DIRECTIONS FOR THIS TASK: Count the lines below that contain the word "since" and give only that number.

Data items:
-- -- --

PR #290, opened 2017-08-22
T/289: Changed type of collection used in "Template" class.

### LINKED ISSUE #289: InputTextView can not be added as a child when has no id property or id is a number
When `InputTextView` with no id is defined as a child in template then exception is thrown:
```
CKEditorError: collection-add-invalid-id
```
This is most probably because of missing custom `idProperty`:
https://github.com/ckeditor/ckeditor5-ui/blob/b2d9002f5a829cf278c3258cba8336230f04708f/src/template.js#L1084

https://github.com/ckeditor/ckeditor5-ui/blob/b2d9002f5a829cf278c3258cba8336230f04708f/src/viewcollection.js#L29-L31

pomek:

Fix: The `Template` class will not throw an error if its child does not have an `idProperty`. Closes #289.

### DIFF
--- a/tests/template.js
+++ b/tests/template.js
@@ -571,15 +571,15 @@ describe( 'Template', () => {
 				);
 			} );
 
-			// #289
+			// https://github.com/ckeditor/ckeditor5-ui/issues/289
 			it( 'does not throw when child does not have an "id" property', () => {
+				const strongView = getView( {
+					tag: 'strong'
+				} );
+
+				strongView.set( 'id' );
+
 				expect( () => {
-					const strongView = getView( {
-						tag: 'strong'
-					} );
-
-					strongView.set( 'id' );
-
 					getView( {
 						tag: 'div',
 						children: [
--- a/tests/template.js
+++ b/tests/template.js
@@ -9,7 +9,6 @@ import testUtils from '@ckeditor/ckeditor5-core/tests/_utils/utils';
 import { default as Template, TemplateToBinding, TemplateIfBinding } from '../src/template';
 import View from '../src/view';
 import ViewCollection from '../src/viewcollection';
-import InputTextView from '../src/inputtext/inputtextview';
 import Model from '../src/model';
 import CKEditorError from '@ckeditor/ckeditor5-utils/src/ckeditorerror';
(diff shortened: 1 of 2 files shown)


tests/template.js
```diff
@@ -121,6 +122,23 @@ describe( 'Template', () => {
 			expect( tpl.attributes.a[ 0 ] ).to.equal( 'foo' );
 			expect( tpl.children.get( 0 ).tag ).to.equal( 'span' );
 		} );
+
+		it( 'does not throw when child does not have an "id" property', () => {
```
oleq: This test should be in the ["children"](https://github.com/ckeditor/ckeditor5-ui/blob/master/tests/template.js#L389) section.

tests/template.js
```diff
@@ -121,6 +122,23 @@ describe( 'Template', () => {
...
+			class DivView extends View {
```
oleq: You don't have to create a new class to test this. It doesn't bring anything good to the test case but makes it more complex to understand. Use the `getView()` helper instead.

tests/template.js
```diff
@@ -121,6 +122,23 @@ describe( 'Template', () => {
...
+				constructor( locale ) {
+					super( locale );
+
+					this.template = new Template( {
+						tag: 'div',
+						children: [
+							new InputTextView( locale )
```
oleq: You shouldn't use the `InputTextView` either. This thing should work for any generic view which has `view.set( 'id' )` without a value. 

Besides, if the API of the `InputTextView` changes in the future, this test may become obsolete/unstable. What if `InputTextView#id` is removed? This case wouldn't test anything, it would pass despite regressions in the `Template` class.

In the framework class' tests, we must make sure the cases are generic. We can't rely on any component, which is built on top of such a class.

tests/template.js
```diff
@@ -121,6 +122,23 @@ describe( 'Template', () => {
...
+						]
+					} );
+				}
+			}
+
+			expect( () => new DivView( {} ) ).to.not.throw( CKEditorError );
```
oleq: Simply `to.not.throw()`. There's no point in narrowing this assertion.

pomek:
@oleq, thanks for the tips. I fixed the test. Could you look at this once again?

PR #292, opened 2017-08-23
t/291: ToolbarView#fillFromConfig should warn when the factory does not provide a component

### LINKED ISSUE #291: The ToolbarView should warn when the factory does not provide a component
A follow-up of https://github.com/ckeditor/ckeditor5/issues/526.

oleq:

Other: ToolbarView#fillFromConfig should warn when the factory does not provide a component. Closes #291. Closes https://github.com/ckeditor/ckeditor5/issues/526.

---

### Additional information

* Could close https://github.com/ckeditor/ckeditor5/issues/526.

### DIFF
--- a/src/toolbar/toolbarview.js
+++ b/src/toolbar/toolbarview.js
@@ -140,8 +140,7 @@ export default class ToolbarView extends View {
 				 * to provide a toolbar item has not been loaded or there is a typo in the configuration.
 				 *
 				 * Make sure the plugin responsible for this toolbar item is loaded and the toolbar configuration
-				 * configuration is correct, e.g. {@link module:basic-styles/bold~Bold} is loaded for the `'bold'`
-				 * toolbar item.
+				 * is correct, e.g. {@link module:basic-styles/bold~Bold} is loaded for the `'bold'` toolbar item.
 				 *
 				 * @error toolbarview-item-unavailable
 				 * @param {String} name The name of the component.
--- a/src/toolbar/toolbarview.js
+++ b/src/toolbar/toolbarview.js
@@ -133,20 +133,22 @@ export default class ToolbarView extends View {
 				this.items.add( factory.create( name ) );
 			} else {
 				/**
-				 * There was a problem with expanding the toolbar configuration into toolbar items.
-				 * The provided factory does not provide a component of such a name and because of that
-				 * it has not been added to the {@link #items}.
+				 * There was a problem processing the configuration of the toolbar. The item with the given
+				 * name does not exist and it was omitted when adding toolbar items in DOM.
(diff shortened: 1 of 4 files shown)


src/toolbar/toolbarview.js
```diff
@@ -126,9 +127,29 @@ export default class ToolbarView extends View {
...
+				 * This warning usually shows up when the plugin that is supposed to register the toolbar
+				 * component in the factory has not been loaded or there's a typo in the configuration
+				 * of the toolbar.
+				 *
+				 * @error toolbarview-missing-component
+				 * @param {String} name The name of the component.
+				 * @param {module:ui/componentfactory~ComponentFactory} factory The factory that is missing the component.
+				 */
+				log.warn(
+					'toolbarview-missing-component: There is no such component in the factory.',
```
Reinmar: This was supposed to be a more meaningful error, but it's still all about esoteric components and factories. I think you should read https://medium.com/@thomasfuchs/how-to-write-an-error-message-883718173322 ;)

src/toolbar/toolbarview.js
```diff
@@ -126,9 +127,29 @@ export default class ToolbarView extends View {
...
-			const component = name == '|' ? new ToolbarSeparatorView() : factory.create( name );
-
-			this.items.add( component );
+			if ( name == '|' ) {
+				this.items.add( new ToolbarSeparatorView() );
+			} else if ( factory.has( name ) ) {
+				this.items.add( factory.create( name ) );
+			} else {
+				/**
+				 * There was a problem with expanding the toolbar configuration into toolbar items.
```
Reinmar: Same here as below – "expanding" – really? There should be a registry of forbidden words. Here, try not to use "expanding" and "factory" and "components" :P

Reinmar:
R- because of the wording (which is the essential part o this ticket).

oleq:
Hopefully, this will look more understandable now.

Reinmar:
Since there's only one factory of UI items in the editor I'll remove it from the error details. This will make reading the error easier since there will be only the critical information.

oleq:
> Since there's only one factory of UI items in the editor I'll remove it from the error details. This will make reading the error easier since there will be only the critical information.

Don't forget that ckeditor5-ui is not only about CKEditor, it's a UI framework and it could be used anywhere, each time with a different factory.

Reinmar:
> Don't forget that ckeditor5-ui is not only about CKEditor, it's a UI framework and it could be used anywhere, each time with a different factory.

Sure. And this will happen how many times? ;)

Besides, in such special use cases, the developer will be more aware of what they are doing anyway.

-- -- --

OUTPUT: 2